Battle of the bedroom heats up
As Christian and other faith groups gird themselves for the inevitable next "battle of the bedroom"—this time a legal challenge to Section 293 of the Criminal Code of Canada which prohibits polygamy—the question of how to tackle this threat to traditional marriages and family relationships becomes an important one.
Ever since federal politicians from Paul Martin to Stephen Harper ran for cover on the question of legalizing same-sex marriages, it was a certainty that the law prohibiting polygamy would be challenged. The argument made by defenders of traditional marriages was simple: if you allow same-sex marriages, then pretty much any type of union goes.
On the surface, the decision of the British Columbia government to ask the B.C. Supreme Court to rule on the constitutionality of Canada's polygamy laws (the case is to be heard this November) is nothing more than the usual cowardly approach of lawmakers to addressing any legal challenge that could raise the heckles of a media-savvy group. The original case, where two men from a fundamentalist Mormon community in Bountiful, B.C., were charged by police for being in polygamist marriages, has taken a legal back burner to the broader question of whether anyone who wants to be in a relationship with multiple partners (or even "marry" them) should be blessed and protected by the state.
Before we Christians get on our moral high horses and rile against polygamy, we need to take a step back to think about how we will come across if we simply play the morality card. Too many non-religious Canadians know that even the seemingly best "traditional" relationships are not immune to horrible failures—domestic violence, child abuse, rampant adultery in and out of churches—so let's refrain from throwing the first stone at polygamists for the moment.

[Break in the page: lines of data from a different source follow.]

PR #146, opened 2023-06-28
Add BLS aggregate signature primitives

michael-yxchen:
Certificates (QC and TC) are implemented with MultiSig in our codebase. Its size scales linearly with the number of signers it carries - each additional signer is another ~64 bytes on the messages. It poses difficulty to scaling to more validators as throughput is bottlenecked by network bandwidth.

BLS signature scheme enables aggregation of signatures over the same or different messages. QC/TC messages can be made smaller when we aggregate the signatures on votes/timeout message.

### DIFF
--- a/monad-crypto/src/bls12_381.rs
+++ b/monad-crypto/src/bls12_381.rs
@@ -1,0 +1,885 @@
+use blst::min_pk as blst_core;
+use zeroize::Zeroize;
+
+// if the curve is switched to min_sig
+// the DST needs to be BLS_SIG_BLS12381G1_XMD:SHA-256_SSWU_RO_POP_
+// POP uses a separate pubkey validation step, enables fast verification for
+// signatures over the same message
+// https://datatracker.ietf.org/doc/html/draft-irtf-cfrg-bls-signature-05#name-proof-of-possession
+const DST: &[u8] = MIN_PK_DST;
+#[allow(dead_code)]
+const MIN_PK_DST: &[u8] = b"BLS_SIG_BLS12381G2_XMD:SHA-256_SSWU_RO_POP_";
+#[allow(dead_code)]
+const MIN_SIG_DST: &[u8] = b"BLS_SIG_BLS12381G1_XMD:SHA-256_SSWU_RO_POP_";
+
+// TODO: simplify group swap with macro?
+const SIGNATURE_BYTE_LEN: usize = G2_BYTE_LEN;
+const SIGNATURE_COMPRESSED_LEN: usize = G2_COMPRESSED_LEN;
+const INFINITY_SIGNATURE: [u8; SIGNATURE_COMPRESSED_LEN] = G2_INFINITY;
+
+const PUBKEY_BYTE_LEN: usize = G1_BYTE_LEN;
+const PUBKEY_COMPRESSED_LEN: usize = G1_COMPRESSED_LEN;
+const INFINITY_PUBKEY: [u8; PUBKEY_COMPRESSED_LEN] = G1_INFINITY;
+
+const G1_BYTE_LEN: usize = 96;
+const G1_COMPRESSED_LEN: usize = 48;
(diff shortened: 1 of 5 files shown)


monad-crypto/src/bls12_381.rs
```diff
@@ -0,0 +1,842 @@
+use std::hash::Hash;
+
+use blst::min_pk as blst_core;
+use zeroize::Zeroize;
+
+// if the curve is switched to min_sig
+// the DST needs to be BLS_SIG_BLS12381G1_XMD:SHA-256_SSWU_RO_POP_
```
ariqchowdhury, line 5: If its possible we need this one day, can we define a const for this (DST_MIN_SIG or whatever), define the other one and then assign the one we are using to the DST const.
There's only one char difference between the strings so it looked to me like we were using the switched curve.

monad-crypto/src/bls12_381.rs
```diff
@@ -0,0 +1,842 @@
...
+        Self(value)
+    }
+}
+
+impl Hash for BlsPubKey {
+    fn hash<H: std::hash::Hasher>(&self, state: &mut H) {
+        let slice = self.serialize();
+        slice.hash(state);
+    }
+}
```
ariqchowdhury: For the secp curve, I found that serialize was super slow -- the implementation does work to make sure that the serialized form can be compared across different library versions. It was much faster to just hash the raw underlying bytes. I'm not sure what its like for this library but we should measure it.

monad-crypto/src/bls12_381.rs
```diff
@@ -0,0 +1,842 @@
...
+        self.as_pubkey().hash(state)
+    }
+}
+
+impl PartialEq for BlsAggregatePubKey {
+    fn eq(&self, other: &Self) -> bool {
+        self.as_pubkey().eq(&other.as_pubkey())
+    }
+}
+
```
ariqchowdhury, line 116: similar to the hash thing, the secp library had a special `eq_fast_unstable` function -- not sure if that's relevant here, but something to check.

monad-crypto/src/bls12_381.rs
```diff
@@ -0,0 +1,842 @@
...
+impl Eq for BlsAggregatePubKey {}
+
+impl BlsAggregatePubKey {
+    pub fn infinity() -> Self {
+        Self::deserialize(&INFINITY_PUBKEY).unwrap()
```
ariqchowdhury: `expect()` ?

monad-crypto/src/bls12_381.rs
michael-yxchen: yeah make sense. I'll do that

monad-crypto/src/bls12_381.rs
michael-yxchen: Noted. I'll test transmute vs serialize. The pubkey/signature is a point in 2d. It looks like serialization is performing some deterministic operation in each coordinate and concat-ing the result together. Haven't figure out why it's doing it tho

monad-crypto/src/bls12_381.rs
michael-yxchen: the PartialEq implementations bind to these two functions `blst_p1_affine_is_equal, blst_p2_affine_is_equal`. They are almost comparing the underlying memory directly, so should be performant.

monad-crypto/src/bls12_381.rs
michael-yxchen: Hash with transmute is about 4x-6x faster (30ns vs 130ns-180ns) than serialize. Will switch to transmute implementation

ariqchowdhury: We should probably figure out why they do serialize the way they do

michael-yxchen: yeah working on that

A better tactic would be to side with the inevitable victims of polygamist relationships. The brainwashing and abuse of females in polygamist communities like Bountiful is well documented. Children in such relationships are vulnerable to confusion about relationships and physical and sexual abuse when boundaries are unclear. The key to winning the public debate on this matter lies, frankly, with women, who intuitively know that polygamist relationships are largely based on male dominance.
Employing this tactic is especially important because of a move by one polygamist group, the Canadian Polyamory Advocacy Association (CPAA), which has already tried to convince the Chief Justice of the B.C. Supreme Court that its members should be immune from prosecution as a result of the November hearing.
This group claims that it is not at all akin to the Bountiful polygamists. Instead, its members are involved in polyamorous ("group love") relationships that are "postmodern," consensual relationships involving groups of males and females. These groups can be heterosexual, homosexual, bisexual or transgendered.
In essence, the group wants to be protected even if the court upholds the polygamy law. This is called having your cake and eating it, too.
The real threat to the polygamy law does not come from groups like CPAA with their little legal games. It comes from a Canadian public that has largely bought into the Trudeau-era argument that the government (and, by extension, communities) has no business in the bedrooms of the nation. What rubbish.
Communities have a vested interest in seeing that families, whatever their configurations, operate in a safe environment. If a man beats his wife, the police are bound by law to intervene. If a daughter abuses her elderly parents, the law has an obligation to protect those vulnerable seniors. If a child is being abused by parents, you better ensure that the state can remove that child from his or her abusive home. If daddy sexually abuses his offspring, society needs to come down hard on such individuals.
The problem when we say that any sort of relationship beyond basic family ties deserves the state's sanction is that then anything and everything goes.
The courts may one day strike down the polygamy law even if the B.C. court doesn't in November. The basic building block of societies—the family unit—has been broken for years, every since common law couples had their relationships "blessed" by governments and the courts. But simply avoiding the fight or employing the usual indignation over the moral aspects of the issue won't cut it.
So how can Christians fight polygamy? Like any good social movement, its starts in our homes. Those of us who have been called to be in traditional marriages need to recommit ourselves to God's blueprint for matrimony. We need to show our neighbours, political leaders, judges and the media that we walk the marriage talk. Then when we stand beside the victims of polygamy, the battle can start for hearts and minds.